▶ PROVIDED MATERIAL
PR #4210, opened 2025-07-10
Insert a `DelegatedFungible` smart contract.

MathieuDutSik:
## Motivation

Both Ethereum with the ERC20 and Solana with the SPL have informal standards about the minimal set of capabilities of a fungible contract.

In those standards, a user A can allow another user B to access his funds up to some extent.
Then user B can spend tokens of user A up to the allowance.
This is missing from the fungible app.

## Proposal

Currently, we have `fungible` and `native-fungible` that implement the same API. A new `delegated-fungible` contract has been introduced. This is because both for Ethereum and Solana, the fungible token are informal standard that are not part of the core protocol.

In order to test the smart contract we are forced by the API to have a multi-owner chain.
This is the first time that a wasm application is deployed on a multi-owner chain.
This leads to several interesting things:
* The last argument of `publish_and_create` is `Some(chain2)` as opposed to `None` in all other tests.
* The lack of functionality to change the default chain of the client has appeared.
* The `process_inbox` command is used on the `node_service` even if only one chain is being used. This is because the first thing that `process_inbox` does is `synchronize_from_validators`. The synchronization is available in the client, but not in the `node_service`.

The `fungible` was taken as a model, and some improvements made in `delegated-fungible` could be backported to `fungible`:
* The `fn instantiate` does not check for emptiness but for the total sum of tokens. I think this is better.
* In the case of the absence of tokens, the `fn instantiate` is panicking, which I think is the right course of action as opposed to assigning arbitrary values.
* The access to the `MapView` is done via `get_mut_or_default`, which is better than `get`. This is not always possible since in the case of balance 0 we need to erase the key.
* The `execute_operation` is returning a non-trivial response. This is a little bit at odds with the use of `GraphQL` API for accessing the storage.

## Test Plan

The CI. A test has been added.

## Release Plan

## Links

None.


examples/delegated-fungible/README.md
```diff
@@ -0,0 +1,12 @@
...
+This example application implements a delegated fungible. It is the equivalent for Linera
+of Ethereum ERC20 contract and Solana SPL. That is the difference with `fungible` is that
+allowances are supported.
+
+## How It Works
+
+The API `approve` and `transfer_from` have been added to the functionality, following the ERC20
+contract.
+
+## Usage
```
deuszx: This section is missing - is that on purpose? If it's supposed to stay empty I'd say we should simply remove it.

examples/delegated-fungible/src/contract.rs
```diff
@@ -0,0 +1,187 @@
...
+        }
+    }
+
+    async fn store(mut self) {
+        self.state.save().await.expect("Failed to save state");
+    }
+}
+
+impl DelegatedFungibleTokenContract {
+    async fn claim(&mut self, source_account: Account, amount: Amount, target_account: Account) {
```
deuszx: A comment would be nice.

deuszx (commented):
I find this difficult to follow as different transfer-like operations (Credit, Debit, Transfer(From)) are mixed and work on either local (same chain) or remote (different chain) recipients. Can we deliminate them more clearly?

One the same note - actions on `self.state` and `self.runtime` and mixed up, depending on who's the source/recipient. It's not clear whether code is correct b/c of that. This is meant to serve as an example/reference so this has to be easier to understand and replicate

examples/delegated-fungible/src/lib.rs
```diff
@@ -0,0 +1,115 @@
...
+        owner: AccountOwner,
+        /// The spender account
+        spender: AccountOwner,
+        /// Maximum amount to be transferred
+        allowance: Amount,
+    },
+    /// Transfers tokens from a (locally owned) account to a (possibly remote) account.
+    Transfer {
+        /// Owner to transfer from
+        owner: AccountOwner,
```
deuszx: Maybe we should rename `AccountOwner` to address 🤔 I find this a bit confusing that `AccountOwner` is local account while `Account` is both `AccountOwner` and chain.

examples/delegated-fungible/src/lib.rs
```diff
@@ -0,0 +1,115 @@
...
+        /// Amount to be transferred
+        amount: Amount,
+        /// Target account to transfer the amount to
+        target_account: Account,
+    },
+    /// Transfers tokens from a (locally owned) account to a (possibly remote) account by using the allowance.
+    TransferFrom {
```
deuszx: Original ([from ERC20](https://docs.openzeppelin.com/contracts/4.x/api/token/erc20#IERC20-transferFrom-address-address-uint256-)) `transferFrom` has 3 arguments:
- from
- to
- amount

Why does our version need to have 4?

examples/delegated-fungible/src/lib.rs
```diff
@@ -0,0 +1,115 @@
...
+        spender: AccountOwner,
+        /// Amount to be transferred
+        amount: Amount,
+        /// Target account to transfer the amount to
+        target_account: Account,
+    },
+    /// Same as `Transfer` but the source account may be remote. Depending on its
+    /// configuration, the target chain may take time or refuse to process
+    /// the message.
+    Claim {
```
deuszx: So if `source_account` is local chain then it's synchronous but if it's remote then it's an operation? And if it's local then this is no different from `transferFrom`?

examples/delegated-fungible/src/lib.rs
MathieuDutSik: In the ERC20, they use `msg.sender`, which is then the spender.

examples/delegated-fungible/README.md
MathieuDutSik: Ok.

examples/delegated-fungible/src/contract.rs
MathieuDutSik: Ok, done.

examples/delegated-fungible/src/lib.rs
MathieuDutSik: I think the whole issue of renaming is for another discussion, PR and so on.

MathieuDutSik:
> I find this difficult to follow as different transfer-like operations (Credit, Debit, Transfer(From)) are mixed and work on either local (same chain) or remote (different chain) recipients. Can we deliminate them more clearly?
> 
> One the same note - actions on `self.state` and `self.runtime` and mixed up, depending on who's the source/recipient. It's not clear whether code is correct b/c of that. This is meant to serve as an example/reference so this has to be easier to understand and replicate

All of this is part of the code `fungible` and is I think an argument for merging the fungible with delegated-fungible.

examples/delegated-fungible/src/lib.rs
deuszx: I agree, I just wanted to share this observation when looking at these constructs in a new context.

examples/delegated-fungible/README.md
```diff
@@ -0,0 +1,11 @@
...
+
+This example application implements a delegated fungible. It is the equivalent for Linera
+of Ethereum ERC20 contract and Solana SPL. That is the difference with `fungible` is that
+allowances are supported.
+
+## How It Works
+
+The API `approve` and `transfer_from` have been added to the functionality, following the ERC20
+contract.
+
```
deuszx: I think it's missing the crucial description of the multi-chain aspect.

examples/delegated-fungible/src/contract.rs
```diff
@@ -0,0 +1,188 @@
...
+    async fn execute_operation(&mut self, operation: Self::Operation) -> Self::Response {
+        match operation {
+            Operation::Approve {
+                owner,
+                spender,
+                allowance,
+            } => {
+                self.runtime
+                    .check_account_permission(owner)
+                    .expect("Permission for Transfer operation");
```
deuszx: `check_account_permission` returns true if `owner` is equivalent to either `authenticated_caller_id` or `authenticated_signer`. I'm wondering:
1. does this work for all combinations of callers:
  - Solidity contract, 
  - Wasm contract, 
  - EVM account
  - Linera account
2. Do we even need to call it manually? in EVM world, the `owner` of the `Approve` call will be `msg.sender` (direct caller). Maybe we can pull that information from the runtime rather than requiring in the operation? I.e. it should be `authenticated_caller_id` (and for direct calls, that should be equivalent to `authenticated_signer`?)

examples/delegated-fungible/src/lib.rs
```diff
@@ -0,0 +1,115 @@
...
+        /// Owner to transfer from
+        owner: AccountOwner,
+        /// The spender of the amount.
+        spender: AccountOwner,
+        /// Amount to be transferred
+        amount: Amount,
+        /// Target account to transfer the amount to
+        target_account: Account,
+    },
+    /// Same as `Transfer` but the source account may be remote. Depending on its
```
deuszx: It's more like `TransferFrom` if we can use a different source for the transfer.

Maybe we should have one construct that covers both - `TransferFrom` would use `Account` type for `spender` - i.e. the source from where we transfer tokens from can be either local chain or remote one.

examples/fungible/src/contract.rs
```diff
@@ -83,6 +92,23 @@ impl Contract for FungibleTokenContract {
...
+                amount,
+                target_account,
+            } => {
+                self.runtime
+                    .check_account_permission(spender)
+                    .expect("Permission for Transfer operation");
+                self.state
+                    .debit_for_transfer_from(owner, spender, amount)
+                    .await;
+                self.finish_transfer_to_account(amount, target_account, owner)
```
deuszx, line 107: Observation:

We should see if we can clean this up. This is a very simple contract and in these 3 lines we reach into three different things: `self.runtime`, `self.state` and `self.<method>`.

examples/fungible/src/lib.rs
```diff
@@ -41,6 +47,92 @@ pub enum Message {
     },
 }
 
+#[derive(Clone, Debug, Deserialize, Serialize)]
+pub struct OwnerSpender {
+    /// Account to withdraw from
+    pub owner: AccountOwner,
+    /// Account to do the withdrawing
+    pub spender: AccountOwner,
+}
```
deuszx, line 55: Do we need a wrapper struct? I think it might be adding unnecessary complexity/bloat.

examples/fungible/src/lib.rs
```diff
@@ -41,6 +47,92 @@ pub enum Message {
...
+
+scalar!(OwnerSpender);
+
+impl OwnerSpender {
+    pub fn new(owner: AccountOwner, spender: AccountOwner) -> Self {
+        if owner == spender {
+            panic!("owner should be different from spender");
+        }
```
deuszx, line 63: I don't think this is a hard requirement.

deuszx (approved):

▶ PROBLEM STATEMENT
Find the string "owned" in the entries above. Copy each line where it occurs.

▶ SOLUTION FOR THIS PROBLEM
+    /// Transfers tokens from a (locally owned) account to a (possibly remote) account.
+    /// Transfers tokens from a (locally owned) account to a (possibly remote) account by using the allowance.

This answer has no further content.